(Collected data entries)
PR #1007, opened 2026-09-18
fix(cli): report Ollama pull streaming errors

johnnycwatt:
## What does this PR do?

Fixes `jarvis model pull --engine ollama` reporting success when Ollama sends an error during a streamed download.

Previously, `ollama_pull()` checked the HTTP status but ignored JSON frames containing an `error` field. An HTTP 200 response containing progress followed by `{"error":"disk full"}` therefore printed `Successfully pulled ...` and caused the command to exit with status 0.

The helper now detects an error frame, displays the diagnostic as literal text, and returns `False`. The existing command-level handling then exits with status 1. Literal rendering preserves bracket-containing diagnostics without interpreting them as Rich markup. The response remains managed by its existing context manager.

[Ollama's error documentation](https://docs.ollama.com/api/errors#errors-that-occur-while-streaming) explains that errors occurring after streaming begins are sent as newline-delimited JSON objects containing an `error` property. The HTTP status cannot change once the response has started, so `raise_for_status()` alone cannot detect these failures. See also the [model pull endpoint documentation](https://docs.ollama.com/api/pull).

The adjacent OpenJarvis server implementation requests `stream=False`. Ollama can wait for that download's outcome before choosing the HTTP status; its non-streaming `waitForStream()` path converts errors into HTTP error responses. This differs from the CLI's streaming path, which must inspect error frames in the response body. The distinction is visible in Ollama's [`PullHandler`, `waitForStream`, and `streamResponse` implementations](https://github.com/ollama/ollama/blob/main/server/routes.go).

This change is limited to explicit error frames. It preserves successful downloads, the helper's Boolean interface, and the initialization workflow's existing continuation behavior. It does not introduce retries or require a terminal success frame.

## How was this tested?

Added two regression tests in `tests/cli/test_model_pull.py`, using real HTTPX response objects with mocked HTTP calls and no network access:

- A helper test supplies HTTP 200 with progress followed by an error. It checks that the helper returns `False`, preserves bracket-containing error text, suppresses the success message, and closes the response.
- A CLI test exercises the real helper and checks that the command exits with status 1, displays the error, and does not report success.

Before the fix, both new tests failed for the expected reasons: the helper returned `True` and the CLI exited with status 0. The five existing tests in the file passed.

After the fix:

- `uv run --no-sync pytest tests/cli/test_model_pull.py tests/cli/test_model_cmd.py tests/cli/test_init_guidance.py -q` : **29 passed**.
- `uv run --no-sync pre-commit run --files src/openjarvis/cli/model.py tests/cli/test_model_pull.py` :  **passed** (Ruff and Ruff formatting).
- `uv run --no-sync ruff check src/ tests/` : **passed**.
- `uv run --no-sync ruff format --check src/ tests/` : *passed** (1,383 files already formatted).
- `git diff --check` :  **passed**.

## Checklist

- [ ] Tests pass (`uv run pytest tests/ -v`) - full suite not completed.  29 focused tests passed.
- [ ] Follows registry pattern (if adding new component) - not applicable; no new component.
- [ ] Documentation updated (if applicable) - not applicable


ElliotSlusky (approved):
Reviewed the streamed Ollama error handling and regression coverage. The change correctly detects error frames from HTTP 200 streaming responses, propagates failure to the CLI, preserves literal diagnostics, and closes the response. All required checks pass.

Problem to solve. Give only the number of lines in the records that include the word "existing".

Exercise solution. 3